## [Goal of the exercise]
Line by line, the entries below are to be reproduced unaltered.

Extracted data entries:
Issue #11336, opened 2021-10-15
Proposal: move Connect CA implementation to a new package


dnephin:
The [Consul Connect CA](https://www.consul.io/docs/connect/ca) is a sub-system that is responsible for managing a Certificate Authority for the service mesh and auto-config. Currently it is implemented across a number of packages and files:
* `agent/consul/connect_ca_endpoint.go`
* `agent/consul/leader_connect_ca.go`
* `agent/consul/server_connect.go`
* `agent/cache-types/connect_ca_leaf.go`
* `agent/consul/state/connect_ca.go`
* `agent/connect/ca`

This issue proposes we restructure this sub-system to make it easier to test, and easier to develop.

The proposed structure is:
* `agent/connect/ca` - the "core logic" of the system, currently in `agent/consul/leader_connect_ca.go`, and the state store functions from `agent/consul/state/connect_ca.go`
* `agent/connect/ca/carpc` - the RPC server, currently in `agent/consul/connect_ca_endpoint.go`
* `agent/connect/ca/caprovider` - the providers, currently in `agent/connect/ca`
* `agent/connect/ca/caleafs` - the client implementation for generating leaf certs, currently in `agent/cache-types/connect_ca_leaf.go`

PR #11350, opened 2021-10-18
ca: prepare CAMananger to be moved into a new package

dnephin:
Branched from #11339
Related to #11336

This PR makes  bunch of small changes (one per commit) to allow us to "refactor -> move" the `CAMananger` with a minimal diff. By splitting out the changes in this way, `git diff` will be able to show us just the few lines that changed as part of the file move, instead of making it look like a full delete, and full create of separate files. This can be seen in [this commit](https://github.com/hashicorp/consul/compare/dnephin/ca-manager-move-to-new-package...dnephin/ca-manager-move-to-new-package-2), where the file is moved to a new package, but the diff is only +/- 20 lines.

I can split some of these commits into separate PRs if anything is controversial, but I think most of these are valuable clean ups, even if we don't move `CAMananger` to a new package.

TODO: 
* [ ] [some flaky tests](https://app.circleci.com/pipelines/github/hashicorp/consul/22876/workflows/511035db-e7bf-45bc-9e7b-4824600859e6/jobs/476763) to look into. These were flaky before, but I'd like to make sure I haven't made it worse, and maybe look at making it less flaky if possible.
* [ ] re-add rate limiter for retry loop

### DIFF
--- a/agent/consul/connect_ca_backend.go
+++ b/agent/consul/connect_ca_backend.go
@@ -1,0 +1,65 @@
+package consul
+
+import (
+	"fmt"
+
+	"github.com/hashicorp/consul/agent/consul/state"
+	"github.com/hashicorp/consul/agent/structs"
+)
+
+type caBackend struct {
+	*Server
+}
+
+func (c *caBackend) ServersSupportMultiDCConnectCA() (bool, bool) {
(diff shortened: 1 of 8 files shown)


jmurret:

PR #11356, opened 2021-10-20
Docs: Clarify distributed tracing vs Istio

bbros-dev:
Here are supporting references:
- [By design, Consul does not initiate traces on ingress](https://github.com/hashicorp/consul/blob/v1.8.0/agent/xds/listeners.go#L930-L933)
- [The Istio sidecar proxy (Envoy) generates the initial headers if they are not provided by the request](https://istio.io/latest/about/faq/#distributed-tracing)
- Istio Distributed Tracing Tasks documentation:

    - [Jaeger](https://istio.io/latest/docs/tasks/observability/distributed-tracing/jaeger/)
    - [Lightstep](https://istio.io/latest/docs/tasks/observability/distributed-tracing/lightstep/)
    - [Zipkin](https://istio.io/latest/docs/tasks/observability/distributed-tracing/zipkin/).

### DIFF
--- a/website/content/docs/intro/vs/istio.mdx
+++ b/website/content/docs/intro/vs/istio.mdx
@@ -42,10 +42,17 @@ whereas Consul is able to efficiently distribute updates and perform all
 work on the edge.
 
 Consul provides layer 7 features for path-based routing, traffic shifting,
-load balancing, and telemetry. Consul enforces authorization and identity to
+load balancing and some telemetry. Consul enforces authorization and identity to
 layer 4 only &mdash; either the TLS connection can be established or it can't.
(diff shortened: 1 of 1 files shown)


Amier3 (commented):
Hey @bbros-dev

Thank you for the effort put forward to clarify our docs! I think this section could use some improvements, but some of the assumptions made in these changes might add to the confusion about differences between Consul and Istio ( see comment below ). In addition to the accuracy of the changes, we're currently in the process assessing the value of the ' Consul vs ' section of our docs all together.  Depending on that assessment, the content of these pages could change significantly. These things in combination mean that now probably isn't the right time for this change.

Regardless, we appreciate the contribution and look forward to more PRs from you!

PR #11386, opened 2021-10-21
Update Consul ECS documentation with health sync changes

erichaberkorn:
This also switches the task startup image to an svg so it isn't pixelated
anymore


website/public/img/ecs-task-startup.svg
```diff
@@ -0,0 +1,4 @@
+<?xml version="1.0" encoding="UTF-8"?>
```
pglass, line 1: @erichaberkorn When I view this image in the preview, the `T0 T1 T2` headers have some empty space below them

Screen Shot 2021-11-03 at 2 21 44 PM
p

website/content/docs/ecs/architecture.mdx
```diff
@@ -57,3 +63,12 @@ token does not yet exist.
...
 tokens from AWS Secrets Manager when they start.
+
+### ECS Health Check Syncing
+
+Health checks are automatically synced from ECS into Consul.  This syncing
+automatically happens for all application containers that are marked as
+`essential`, have ECS `healthChecks`, and don't have native Consul health
+checks configured. The `mesh-init` container creates a TTL health check for
+every container that fits these criteria and the `health-sync` container ensures
+that the ECS and Consul health checks remain in sync.
```
trujillo-adam, line 74:
```suggestion
If the following conditions apply, ECS health checks automatically sync with Consul health checks for all application containers:

* marked as `essential` 
* have ECS `healthChecks` 
* are not configured with native Consul health checks 

The `mesh-init` container creates a TTL health check for
every container that fits these criteria and the `health-sync` container ensures
that the ECS and Consul health checks remain in sync.
```
Trying out a bulleted list for this information so that it's easier to scan - ignore if it doesn't seem like an improvement.

trujillo-adam (approved):
I made a few suggestions but nothing critical. 
I see some opportunities to improve this section outside of the scope of these changes, though.

trujillo-adam (commented):
LGTM

PR #11390, opened 2021-10-21
ui: Allow spaces in template interpolation

radiantly:
Allows spaces and newlines in template interpolation, for example `${ Datacenter }`. This is nearer to the js and mustache styles of interpolation that we're trying to replicate.

### DIFF
--- a/ui/packages/consul-ui/app/helpers/render-template.js
+++ b/ui/packages/consul-ui/app/helpers/render-template.js
@@ -5,11 +5,13 @@ import { inject as service } from '@ember/service';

## [Written reply]
Issue #11336, opened 2021-10-15
Proposal: move Connect CA implementation to a new package


dnephin:
The [Consul Connect CA](https://www.consul.io/docs/connect/ca) is a sub-system that is responsible for managing a Certificate Authority for the service mesh and auto-config. Currently it is implemented across a number of packages and files:
* `agent/consul/connect_ca_endpoint.go`
* `agent/consul/leader_connect_ca.go`
* `agent/consul/server_connect.go`
* `agent/cache-types/connect_ca_leaf.go`
* `agent/consul/state/connect_ca.go`
* `agent/connect/ca`

This issue proposes we restructure this sub-system to make it easier to test, and easier to develop.

The proposed structure is:
* `agent/connect/ca` - the "core logic" of the system, currently in `agent/consul/leader_connect_ca.go`, and the state store functions from `agent/consul/state/connect_ca.go`
* `agent/connect/ca/carpc` - the RPC server, currently in `agent/consul/connect_ca_endpoint.go`
* `agent/connect/ca/caprovider` - the providers, currently in `agent/connect/ca`
* `agent/connect/ca/caleafs` - the client implementation for generating leaf certs, currently in `agent/cache-types/connect_ca_leaf.go`

PR #11350, opened 2021-10-18
ca: prepare CAMananger to be moved into a new package

dnephin:
Branched from #11339
Related to #11336

This PR makes  bunch of small changes (one per commit) to allow us to "refactor -> move" the `CAMananger` with a minimal diff. By splitting out the changes in this way, `git diff` will be able to show us just the few lines that changed as part of the file move, instead of making it look like a full delete, and full create of separate files. This can be seen in [this commit](https://github.com/hashicorp/consul/compare/dnephin/ca-manager-move-to-new-package...dnephin/ca-manager-move-to-new-package-2), where the file is moved to a new package, but the diff is only +/- 20 lines.

I can split some of these commits into separate PRs if anything is controversial, but I think most of these are valuable clean ups, even if we don't move `CAMananger` to a new package.

TODO: 
* [ ] [some flaky tests](https://app.circleci.com/pipelines/github/hashicorp/consul/22876/workflows/511035db-e7bf-45bc-9e7b-4824600859e6/jobs/476763) to look into. These were flaky before, but I'd like to make sure I haven't made it worse, and maybe look at making it less flaky if possible.
* [ ] re-add rate limiter for retry loop

### DIFF
--- a/agent/consul/connect_ca_backend.go
+++ b/agent/consul/connect_ca_backend.go
@@ -1,0 +1,65 @@
+package consul
+
+import (
+	"fmt"
+
+	"github.com/hashicorp/consul/agent/consul/state"
+	"github.com/hashicorp/consul/agent/structs"
+)
+
+type caBackend struct {
+	*Server
+}
+
+func (c *caBackend) ServersSupportMultiDCConnectCA() (bool, bool) {
(diff shortened: 1 of 8 files shown)


jmurret:

PR #11356, opened 2021-10-20
Docs: Clarify distributed tracing vs Istio

bbros-dev:
Here are supporting references:
- [By design, Consul does not initiate traces on ingress](https://github.com/hashicorp/consul/blob/v1.8.0/agent/xds/listeners.go#L930-L933)
- [The Istio sidecar proxy (Envoy) generates the initial headers if they are not provided by the request](https://istio.io/latest/about/faq/#distributed-tracing)
- Istio Distributed Tracing Tasks documentation:

    - [Jaeger](https://istio.io/latest/docs/tasks/observability/distributed-tracing/jaeger/)
    - [Lightstep](https://istio.io/latest/docs/tasks/observability/distributed-tracing/lightstep/)
    - [Zipkin](https://istio.io/latest/docs/tasks/observability/distributed-tracing/zipkin/).

### DIFF
--- a/website/content/docs/intro/vs/istio.mdx
+++ b/website/content/docs/intro/vs/istio.mdx
@@ -42,10 +42,17 @@ whereas Consul is able to efficiently distribute updates and perform all
 work on the edge.
 
 Consul provides layer 7 features for path-based routing, traffic shifting,
-load balancing, and telemetry. Consul enforces authorization and identity to
+load balancing and some telemetry. Consul enforces authorization and identity to
 layer 4 only &mdash; either the TLS connection can be established or it can't.
(diff shortened: 1 of 1 files shown)


Amier3 (commented):
Hey @bbros-dev

Thank you for the effort put forward to clarify our docs! I think this section could use some improvements, but some of the assumptions made in these changes might add to the confusion about differences between Consul and Istio ( see comment below ). In addition to the accuracy of the changes, we're currently in the process assessing the value of the ' Consul vs ' section of our docs all together.  Depending on that assessment, the content of these pages could change significantly. These things in combination mean that now probably isn't the right time for this change.

Regardless, we appreciate the contribution and look forward to more PRs from you!

PR #11386, opened 2021-10-21
Update Consul ECS documentation with health sync changes

erichaberkorn:
This also switches the task startup image to an svg so it isn't pixelated
anymore


website/public/img/ecs-task-startup.svg
```diff
@@ -0,0 +1,4 @@
+<?xml version="1.0" encoding="UTF-8"?>
```
pglass, line 1: @erichaberkorn When I view this image in the preview, the `T0 T1 T2` headers have some empty space below them

Screen Shot 2021-11-03 at 2 21 44 PM
p

website/content/docs/ecs/architecture.mdx
```diff
@@ -57,3 +63,12 @@ token does not yet exist.
...
 tokens from AWS Secrets Manager when they start.
+
+### ECS Health Check Syncing
+
+Health checks are automatically synced from ECS into Consul.  This syncing
+automatically happens for all application containers that are marked as
+`essential`, have ECS `healthChecks`, and don't have native Consul health
+checks configured. The `mesh-init` container creates a TTL health check for
+every container that fits these criteria and the `health-sync` container ensures
+that the ECS and Consul health checks remain in sync.
```
trujillo-adam, line 74:
```suggestion
If the following conditions apply, ECS health checks automatically sync with Consul health checks for all application containers:

* marked as `essential` 
* have ECS `healthChecks` 
* are not configured with native Consul health checks 

The `mesh-init` container creates a TTL health check for
every container that fits these criteria and the `health-sync` container ensures
that the ECS and Consul health checks remain in sync.
```
Trying out a bulleted list for this information so that it's easier to scan - ignore if it doesn't seem like an improvement.

trujillo-adam (approved):
I made a few suggestions but nothing critical. 
I see some opportunities to improve this section outside of the scope of these changes, though.

trujillo-adam (commented):
LGTM

PR #11390, opened 2021-10-21
ui: Allow spaces in template interpolation

radiantly:
Allows spaces and newlines in template interpolation, for example `${ Datacenter }`. This is nearer to the js and mustache styles of interpolation that we're trying to replicate.

### DIFF
--- a/ui/packages/consul-ui/app/helpers/render-template.js
+++ b/ui/packages/consul-ui/app/helpers/render-template.js
@@ -5,11 +5,13 @@ import { inject as service } from '@ember/service';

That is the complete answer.